TRE Utilities
This tutorial shows common utilities in phenofhy.utils for working in the DNAnexus TRE. Use these helpers to locate datasets, move files in and out of projects, and load local metadata files during analysis setup. These functions complement the dx toolkit CLI rather than replace it, giving you quick shortcuts inside Python.
Connect to a dataset
Use this when you want a quick handle to the current project dataset or cohort without manually copying IDs from the DNAnexus UI. It is a convenient wrapper around the usual dx workflow.

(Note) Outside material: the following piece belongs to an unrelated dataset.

PR #3951, opened 2022-03-11
KYC: New Onboarding Flow

### LINKED ISSUE #3792: KYC: Add new onboarding flow
### Description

from phenofhy.utils import get_dataset_id, connect_to_dataset
# Get the first dataset in the current project
full_id = get_dataset_id()
# Load the dataset (or a cohort if you have the record id)
dataset = connect_to_dataset()Find and download files
Use this when you need the most recent output that matches a pattern (for example, the latest CSV in /results) and want to download it locally. This complements dx find and dx download with a small Python helper.
from phenofhy.utils import find_latest_dx_file_id, download_files
file_id = find_latest_dx_file_id("*.csv", folder="/results")
download_files((file_id, "outputs/latest_results.csv"))Upload files and folders
Use this to push outputs back into the project, especially when you want to script uploads from a notebook. It mirrors dx upload and dx upload --recursive but keeps the logic in Python.
from phenofhy.utils import upload_files, upload_folders
upload_files(["outputs/latest_results.csv"], dx_target="/results")
upload_folders(["outputs/reports"], dx_target="/results")Load local files by extension
Use this to load small local files (JSON, CSV, TSV, XLSX) into Python without repeating boilerplate. It is useful for quick metadata checks before running a pipeline.
from phenofhy.utils import load_file
cfg = load_file("config.json")
meta = load_file("metadata.tsv")Notes:
- These helpers assume the DNAnexus CLI is available and authenticated.
- For dataset access,
DX_PROJECT_CONTEXT_IDmust be set in the environment.